When Samuel begrudgingly offers Alfred a position in the family business, Alfred states that he is moving to New York to launch an aircraft business with his old friend Lex Porter. While attending a party at the estate of Lex’s wealthy uncle, Fritz Thornton, Arthur spots Mary St. John, the stunning daughter of a Main Line family. Mary, who is secretly engaged to Dr. Jim Roper, is sexually drawn to Alfred, and soon the two are embroiled in a tempestuous relationship.
When Mary’s snobbish parents object that Alfred’s father is a nobody and his mother is a drunk, Mary defies them and continues to see Alfred.
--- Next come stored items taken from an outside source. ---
PR #6127, opened 2026-07-13
bot e2e: shared parity scenarios for reactions, threading, restart, cron delivery

patosullivan:
## Summary

Fixes TLON-6100

Adds four parity scenario groups to the shared bot E2E harness (`packages/tlon-bot-e2e`), run against both OpenClaw and Hermes: inbound reactions on the bot's own posts, channel and DM threading, restart/reconnect no-double-reply, and Hermes cron delivery. Includes two OpenClaw production fixes surfaced by the new scenarios.

**Stacked on #6108**: the reaction and DM-thread scenarios depend on its Hermes adapter/CLI behavior.

## Changes

New shared scenarios (both drivers unless noted):

- Inbound reaction on the bot's own post dispatches a reply
- Channel threading (root anchoring plus participated-thread follow, with a non-participated control) and DM threading
- Restart/reconnect no-double-reply, **merged skipped on both drivers**: it exposed a real product bug where messages received while the bot is down are dropped after reconnect on both runtimes. Evidence filed on TLON-6098; the scenario is the regression gate once replay lands
- Hermes-only cron delivery targeting the home conversation, via a `no_agent` job plus direct `run_one_job` (no model turn); model-driven cron round-trip is follow-up TLON-6150

Harness plumbing:

- Auxiliary-call-aware fake model with server-side classification of Hermes title-generation calls
- `addReact` and `postWithReplies` actor methods in `src/tlon/actor.ts`
- Docker-by-label lifecycle helper (stop/start/exec) in `src/runtime/docker-direct.ts` for the restart scenario
- `orderDependent` scenarios now run last; first-class `skipReason` surfaces as a visible `test.skip`

OpenClaw fixes:

- Reaction-target resolution now fetches on cache miss via host-assigned IDs, covering both top-level posts and the exact-reply route; unresolved reactions are logged instead of misclassified
- Extracted `recordSentTlonReply` output recording, restoring group-send context-lens recording

## How did I test?

- `tlon-bot-e2e` unit tests: 80/80 passing
- `tsc` clean for `tlon-bot-e2e` and `openclaw`
- OpenClaw unit suite: 829 passed
- Full E2E baselines green on both drivers: Hermes 18 passed + 1 skipped (run twice), OpenClaw 17 passed + 1 skipped (re-run after the final reply-reaction fix)

## Risks and impact

## Rollback plan

Revert


packages/openclaw/src/monitor/output.ts
```diff
@@ -0,0 +1,51 @@
...
+  replyPreview: string;
+  replyText: string;
+  senderShip: string;
+}): void {
+  if (!outputMessageId) {
+    return;
+  }
+
+  if (!isGroup) {
+    cacheMessage(`dm/${senderShip}`, {
```
arthyn, line 34: Coverage ask: this DM send-time cache entry is one of the PR's two production fixes — it exists so a reaction on the bot's DM reply can be classified before the echo arrives (DMs have no scry fallback) — but no E2E scenario ever reacts to a bot DM message. Coverage is `output.test.ts` unit assertions only, which pin that the entry is written, not that a DM reaction dispatches end-to-end.

The pieces are already on the table: `addReact` takes `parentId`/`parentAuthorId`, and the `dm-thread-anchoring` scenario produces a bot-authored DM reply to react to. A `dm-reaction-on-bot-reply` scenario would close the loop on the exact race this fix targets.

packages/openclaw/src/monitor/history.ts
```diff
@@ -286,6 +353,38 @@ async function fetchParentPost(
   }
 }
 
+async function fetchReplyHistoryEntry(
```
arthyn, line 416: Coverage ask: the exact-reply route never fires in a scenario — the E2E reaction scenario reacts on a root post only, so this half of `lookupOrFetchCachedChannelMessage` is unit-tested but has no regression gate. Notably the PR description says the OpenClaw baseline was re-run "after the final reply-reaction fix", which implies reply reactions are exactly where a bug surfaced.

The `channel-thread-anchoring-and-follow` scenario already leaves a bot thread reply sitting in a channel; reacting to it (with `parentId` set to the root) would exercise this route end-to-end in a few lines.

arthyn (approved):
Solid work — the threading and cron scenarios pin real routing properties, the auxiliary-call redesign removes a whole class of counting flakiness, and the skipped restart scenario is handled the way deferred coverage should be. Approving with two coverage asks, both places where this PR's own production fixes outrun its E2E scenarios (inline comments): a DM reaction scenario to cover the send-time cache fix, and a reply-reaction to cover the exact-reply fetch route. Both look cheap with the harness pieces already in this PR.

After Alfred asks his father for a loan to finance his share of the aircraft company, Samuel humiliates Alfred and begins to sob for the lost Billy. Furious, Alfred storms out in disgust, after which Samuel suffers a heart attack and is hospitalized. Believing that Samuel’s ill health will place Alfred closer to the helm of the Eaton Steel company, Mr. St. John condones his daughter’s engagement to Alfred.
On the day of the wedding, Alfred receives word that his father has died. Certain that Samuel has timed his death to spite him, Alfred goes ahead with the ceremony. With Thornton money, Lex and Alfred then fund the Nassau Aircraft Corporation, but when Lex shows more interest in perfecting aircraft designs than in selling planes, Alfred, hungry for riches, becomes impatient.
One winter day, Alfred and Mary are driving home from a party at the Thornton estate when they see a little boy fall through the thin ice of a frozen pond. After Alfred plunges into the icy waters to save the boy, the boy’s grandfather, James Duncan MacHardie, the most famous financier in America, invites Alfred and Mary to dinner. MacHardie, a shrewd businessman, senses Alfred’s drive and ambition, and when Alfred asserts that his goal in life is to earn more money than his father, MacHardie offers him a job in his investment firm.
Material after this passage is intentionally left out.